Het hof leidt hieruit af, en partijen zijn het daar ook wel over eens, dat het inlooprisico vanaf 2008 bij sommige verzekeraars onder de dekking valt, bij andere wordt uitgesloten, en bij een derde groep tot de te onderhandelen mogelijkheden behoort. Daarmee staat vast dat Rabobank [geïntimeerde] vanaf 2008 had kunnen wijzen op de mogelijk een beroepsaansprakelijkheidsverzekering mét inloopdekking af te sluiten. Het hof acht dat echter onvoldoende om aan te nemen dat Rabobank een beroepsfout heeft gemaakt door dat niet te doen. [geïntimeerde] heeft niet gesteld dat het vanaf 2008 gangbaar werd om te proberen alle inlooprisico’s uit het verleden alsnog te verzekeren. Bovendien heeft hij onvoldoende gemotiveerd gesteld dat (en waarin) Rabobank op dat moment aanleiding had moeten zien hem een beroepsaansprakelijkheidsverzekering met een inloopdekking van tenminste elf jaar te adviseren. Het (voor kleine bedrijven geschreven) softwarepakket functioneerde immers nog steeds probleemloos; ook in de zes jaar dat Rabobank reeds assurantietussenpersoon van [geïntimeerde] was, waren er nooit problemen gemeld of claims bij [geïntimeerde] ingediend. Hetgeen hiervoor onder 4.6 is overwogen omtrent het niet bedacht hoeven zijn op het risico van fouten (met ernstige gevolgen), gold vanaf 2008 des te meer. Als er veronderstellenderwijze van wordt uitgegaan dat er in of na 2008 verzekeraars waren die (tegen een acceptabele premie) het inlooprisico vanaf 1995/1997 hadden willen verzekeren (hetgeen Rabobank betwist), kan dus niet worden aangenomen dat een redelijk handelend en redelijk bekwaam assurantietussenpersoon gezien de omstandigheden van het geval niet had mogen nalaten daartoe te adviseren.
4.8
Het voorgaande leidt ertoe dat de grieven van Rabobank, voor zover gericht tegen het oordeel van de rechtbank dat sprake is van een beroepsfout van Rabobank, slagen. Dat brengt met zich dat de vordering alsnog dient te worden afgewezen.
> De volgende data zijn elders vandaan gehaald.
PR #6, opened 2025-11-19
Migrate ProgressBarHandler internal methods to extensions, add ControlGallery Page, tests

drasticactions:
https://github.com/user-attachments/assets/e4776f4f-ff4c-4d06-a90c-8deafd755338

Matching what @jsuarezruiz did for BoxView, this migrates ProgressBarHandler code into extension methods. I've also added a Control Gallery page and tests.

I also added dataType to the ControlGallery samples as well. At first it didn't seem to work, but once I cleaned bin/obj I wasn't able to reproduce it, including removing the dataType, cleaning, rebuilding, adding it back, and building it again. I need to keep an eye out for it and if I can reproduce it again, I'll make an issue. This PR ControlGallery should work fully if checked out and if it fails, then we need to look further and make an issue.


samples/ControlGallery/ControlGallery/Pages/ProgressBarPage.xaml
```diff
@@ -0,0 +1,109 @@
...
+                <Border.StrokeShape>
+                    <RoundRectangle CornerRadius="10"/>
+                </Border.StrokeShape>
+                <VerticalStackLayout Spacing="10">
+                    <Label Text="Default ProgressBar"
+                           FontAttributes="Bold"/>
+                    <ProgressBar x:Name="DefaultProgressBar"
+                                 Progress="{Binding Progress}"
+                                 HeightRequest="20"/>
+                    <Label Text="{Binding ProgressPercent, StringFormat='Progress: {0}%'}"
```
jsuarezruiz: Can limit it to have two decimals (for example)?

drasticactions: Updated with https://github.com/AvaloniaUI/Avalonia.Controls.Maui/pull/6/commits/164fa932c92e3e075c9f20d24efa1e786eb6349f

Avalonia.Controls.Maui.tests.slnf
jsuarezruiz, line 1: Why removing it?

drasticactions: readded with https://github.com/AvaloniaUI/Avalonia.Controls.Maui/pull/6/commits/9e943f73319fd5a82bcaf7c8d9e0e023dc40e60b

I removed the slnf because I saw that it was duplicated with the nupkg slnf, but in retrospec those could either diverge more or I could change the Nuke files to use that slnf. And also it makes it clear that the slnf is there for holding the test projects to easily run them locally to.

.github/workflows/main.yml
```diff
@@ -19,6 +19,7 @@ jobs:
       - uses: actions/checkout@v4
       - uses: dorny/paths-filter@v3
         id: filter
+        continue-on-error: true
```
drasticactions, line 22: This is to make sure if files are added that don't map to the directories, it won't error out.

jsuarezruiz (approved):

PR #8, opened 2025-11-20
Fix sample themes to use OS theme, add VSCode tasks

drasticactions:
image

I had hardcoded the theme by mistake for the sandbox and control gallery app. This fixes it so it should now properly use the right theme on the OS level. Later, we can add specific tests and pages for checking switching the theme dynamically.

### DIFF
--- a/.vscode/launch.json
+++ b/.vscode/launch.json
@@ -6,10 +6,10 @@
             "type": "coreclr",
             "request": "launch",
             "preLaunchTask": "build_sandbox",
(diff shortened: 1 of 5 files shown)


.vscode/launch.json
```diff
@@ -0,0 +1,34 @@
+{
```
drasticactions, line 1: I also added VSCode launch files to launch the sandbox and control gallery apps directly. It should also work with the C#/MAUI Dev Kit and the Solution Explorer, but this makes it easier to switch between the two projects.

jsuarezruiz (approved):

PR #17, opened 2025-11-21
Make custom Avalonia controls internal to lock them to MAUI ABI

jsuarezruiz:
This PR makes all custom Avalonia controls internal to prevent them from being used directly in standard Avalonia projects. These controls should only be accessible through MAUI handlers.

But due to C# accessibility constraints (public classes cannot inherit from generic base classes with internal type arguments), all the handlers using a custom Avalonia control were also made internal.


jsuarezruiz:
We will apply a different approach.

PR #34, opened 2025-11-27
Updated ShapeViewHandlers implementation, added samples and tests 

jsuarezruiz:
This PR refactor all the shape related handlers to use extension methods, apply fixes in some properties like Path Transforms.

Added samples:
shapesviewhandler

And added several tests:
image

### DIFF
--- a/src/Avalonia.Controls.Maui/Extensions/ShapeViewExtensions.cs
+++ b/src/Avalonia.Controls.Maui/Extensions/ShapeViewExtensions.cs
@@ -287,36 +287,57 @@ public static class ShapeViewExtensions
     /// <param name="path">The virtual path view.</param>
     public static void UpdateRenderTransform(this AvaloniaPath platformView, PathShape path)
     {
+        if (platformView is null)
+            return;
+
         if (path?.RenderTransform == null)
         {
             platformView.RenderTransform = null;
             return;
         }
 
-        var matrix = path.RenderTransform.Value;
+        platformView.RenderTransform = ConvertTransform(path.RenderTransform);
+    }
 
-        if (path.RenderTransform is RotateTransform rotate)
+    private static global::Avalonia.Media.Transform? ConvertTransform(Transform transform)
+    {
+        switch (transform)
         {
-            platformView.RenderTransform = new global::Avalonia.Media.RotateTransform
-            {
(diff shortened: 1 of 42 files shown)


src/Avalonia.Controls.Maui/Extensions/ShapeViewExtensions.cs
```diff
@@ -0,0 +1,358 @@
...
+    /// <summary>
+    /// Updates the shape. Base implementation does not require additional work.
+    /// </summary>
+    /// <param name="platformView">Avalonia shape instance.</param>
+    /// <param name="shapeView">The virtual shape view.</param>
+    public static void UpdateShape(this PlatformShape platformView, IShapeView shapeView)
+    {
+        _ = platformView;
+        _ = shapeView;
+    }
```
drasticactions, line 41: Are these intended to be no-opt?

src/Avalonia.Controls.Maui/Extensions/ShapeViewExtensions.cs
```diff
@@ -0,0 +1,358 @@
...
+    /// <summary>
+    /// Updates the stroke miter limit. Avalonia does not expose this directly.
+    /// </summary>
+    /// <param name="platformView">Avalonia shape instance.</param>
+    /// <param name="shapeView">The virtual shape view.</param>
+    [NotImplemented("Avalonia Shape doesn't expose StrokeMiterLimit property.")]
+    public static void UpdateStrokeMiterLimit(this PlatformShape platformView, IShapeView shapeView)
+    {
+        
+    }
```
drasticactions, line 164: Since you landed StrokeMiterLimit with https://github.com/AvaloniaUI/Avalonia/pull/20156, after it lands on the nightly feeds, you should be able to bump the Avalonia version in the Directory targets to add it.

drasticactions: Actually, scratch that. You can't yet because of the Avalonia v12 net10 bump. We need to target this specific version we have because it still supports net8, and we can't bump to net10 until the MAUI changes land in a public build that I can bump to.

So... yeah, oops, sorry, lol.

drasticactions (approved):

PR #41, opened 2025-12-02
Updated PickerHandler implementation, added samples and tests

jsuarezruiz:
Updated the PickerHandler implementation moving mapping logic to extension methods, adding samples and tests.

image

NOTE: Draft PR, working on fixes some properties, for example, _SelectedIndex_ is not working yet.


jsuarezruiz:
We ended up rejecting https://github.com/AvaloniaUI/Avalonia/pull/20199, and instead implemented the needed functionality by introducing a new control derived from ComboBox that adds Header support. This aligns with what the PickerHandler expects.
Here’s the current implementation in action:
image

drasticactions (approved):
Since I merged the Warning-as-Error change I fixed the IL Warnings and set it to use a FunDataTemplate instead.

I had asked Max to review since I knew ya'll were talking about the construction of the control. Since there are tests here I'm going to pull it in as an initial implementation. We can iterate on the composition to make it better should we need to.

PR #44, opened 2025-12-03
Refactor ImageHandler, added tests and samples

jsuarezruiz:
Updated the ImageHandler implementation moving mapping logic to extension methods, adding samples and tests.

imagehandler

Implemented:
- `IsLoading` property
- `IsAnimationPlaying` property
- Gif support
- Image Cache

Because the Avalonia Image control not support directly gif, the handler manage internally two controls: Image and GifImage from Avalonia.Labs.

image


drasticactions (approved):
As an initial refactor this LGTM.

I wrote an issue for setting the UserAgent for HttpClient and not setting the default (https://github.com/AvaloniaUI/Avalonia.Controls.Maui/issues/45), and I need to look into if we can leverage IHttpClientFactory instead for creating HttpClient instances. What was originally there was needed to get _any_ images loaded for the sake of the POC.

What's here is better, with room to iterate later once we can figure out the specs of what it should do.

PR #49, opened 2025-12-04
Updated GraphicsViewHandler implementation, added samples and tests

jsuarezruiz:
Updated GraphicsViewHandler implementation to move mapping logic to public extension methods.

graphicsviewhandler

Added samples and tests.

image


drasticactions (approved):
LGTM 👍

PR #52, opened 2025-12-04
Set Window Width/Height to ClientSize if MAUI's is NaN, always do PlatformArrange on UIThread

drasticactions:
https://github.com/user-attachments/assets/d827f6ae-79ab-49e9-8528-6c31b1b16391

When launching the MAUI app, if you didn't resize the window it could cause Avalonia Layout Cycles to happen. Stepping through it, the layout calculations stem from the Avalonia Window Width/Height values, which were NaN, and then causing the inner layouts to do layout cycles and break.

Setting the initial Window Layout size to either be what the user set on the MAUI Window itself on launch, or the Avalonia ClientSize if that is null, means it should always have a proper size on launch. That fixes the control issues as far as I can tell.

Also, PlatformArrange should always be on the UI Thread as far as I can tell (I don't think there's ever a case where it shouldn't) and that was breaking stuff like the Word Puzzle, since the Animation Manager was sending events on background threads. That needs more research, but I _think_ protecting it here should be fine.


src/Avalonia.Controls.Maui/Handlers/ViewHandler.cs
```diff
@@ -164,8 +164,10 @@ public virtual void PlatformArrange(Microsoft.Maui.Graphics.Rect frame)
     {
         if (PlatformView is null)
             return;
-        PlatformView.Measure(new global::Avalonia.Size(frame.Width, frame.Height));
-        PlatformView.Arrange(new global::Avalonia.Rect(frame.X, frame.Y, frame.Width, frame.Height));
+        Avalonia.Threading.Dispatcher.UIThread.Invoke(new Action(() => {
```
maxkatz6: Does it require `Dispatcher.UIThread.CheckAccess` calls? Just to avoid DispatcherOperation flow for the happy path.

src/Avalonia.Controls.Maui/Handlers/WindowHandler.cs
```diff
@@ -96,13 +100,19 @@ static void mapY(IWindowHandler handler, IWindow window)
     static void mapWidth(IWindowHandler handler, IWindow window)
     {
         var avWindow = GetWindow(handler, window);
-        avWindow.Width = window.Width;
+        if (!double.IsNaN(window.Width))
+            avWindow.Width = window.Width;
+        else
+            avWindow.Width = avWindow.ClientSize.Width;
```
maxkatz6, line 106: I wonder if it should be `avWindow.ClearValue(Window.WidthProperty)` - this call will reset to whatever default it had.

drasticactions: image

The Width/Height values are still NaN after being called. Maybe it's an Avalonia bug?

src/Avalonia.Controls.Maui/Handlers/ViewHandler.cs
drasticactions: Added with https://github.com/AvaloniaUI/Avalonia.Controls.Maui/pull/52/commits/f43aac932cc7e743dd0557684ebb3c4e48acb18f

src/Avalonia.Controls.Maui/Handlers/WindowHandler.cs
maxkatz6: I see. I thought you can remove your overwritten width/height value this way, but original width/height values set from clientsize do not exist at this point. Not a bug really.

maxkatz6: Setting ClientSize seems to be what Window.cs does itself
https://github.com/AvaloniaUI/Avalonia/blob/fd37190b324dbe70abb55fa40342dc4ebda23017/src/Avalonia.Controls/Window.cs#L1207

drasticactions:
Max pointed out this code:

https://github.com/AvaloniaUI/Avalonia/blob/fd37190b324dbe70abb55fa40342dc4ebda23017/src/Avalonia.Controls/Window.cs#L1207-L1208
https://github.com/AvaloniaUI/Avalonia/blob/fd37190b324dbe70abb55fa40342dc4ebda23017/src/Avalonia.Controls/Window.cs#L828-L831

and there is also https://github.com/AvaloniaUI/Avalonia/issues/18060

Thinking it through, I think this needs more research, but for the sake of the mapper, I think making sure that the window should always be set to a valid value _should_ be okay, and using the ClientSize would map to what Avalonia does for windows. But it's odd that the value isn't already set when it appears it should be.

De overige grieven behoeven derhalve geen bespreking.
4.9
Nu [geïntimeerde] geen voldoende concrete feiten heeft gesteld die, indien bewezen, tot een ander oordeel kunnen leiden, passeert het hof het door [geïntimeerde] gedane bewijsaanbod.

5.Slotsom

5.1
Het hoger beroep slaagt, zodat het bestreden vonnis moet worden vernietigd. De vorderingen van [geïntimeerde] zullen alsnog worden afgewezen.
5.2
Als de (overwegend) in het ongelijk te stellen partij zal het hof [geïntimeerde] in de kosten van beide instanties veroordelen.
De kosten voor de procedure in eerste aanleg aan de zijde van Rabobank zullen worden vastgesteld op:
- griffierecht € 560,-
- salaris advocaat
€ 904,-(2 punten x tarief II)
Totaal € 1.464,-
De kosten voor de procedure in hoger beroep aan de zijde van Rabobank zullen worden vastgesteld op:
- explootkosten € 92,17
- griffierecht
€ 666,-
subtotaal verschotten € 758,17
- salaris advocaat
€ 2.682,-(3 punten x tarief II)
Totaal € 3.440,17

6.De beslissing

Het hof, recht doende in hoger beroep:
vernietigt het vonnis van de rechtbank Arnhem van 18 juli 2012 en doet opnieuw recht;
wijst de vorderingen van [geïntimeerde] alsnog af;
veroordeelt [geïntimeerde] in de kosten van beide instanties, tot aan de bestreden uitspraak aan de zijde van Rabobank wat betreft de eerste aanleg vastgesteld op € 560,- voor verschotten en op € 904,- voor salaris overeenkomstig het liquidatietarief en tot aan deze uitspraak wat betreft het hoger beroep vastgesteld op € 758,17 voor verschotten en op € 2.682,- voor salaris overeenkomstig het liquidatietarief;
verklaart dit arrest (voor zover het de hierin vermelde proceskostenveroordeling betreft) uitvoerbaar bij voorraad.
Dit arrest is gewezen door mrs. L.J. de Kerpel-van de Poel, P.H. van Ginkel en
W. Heemskerk en is in tegenwoordigheid van de griffier in het openbaar uitgesproken op 8 oktober 2013.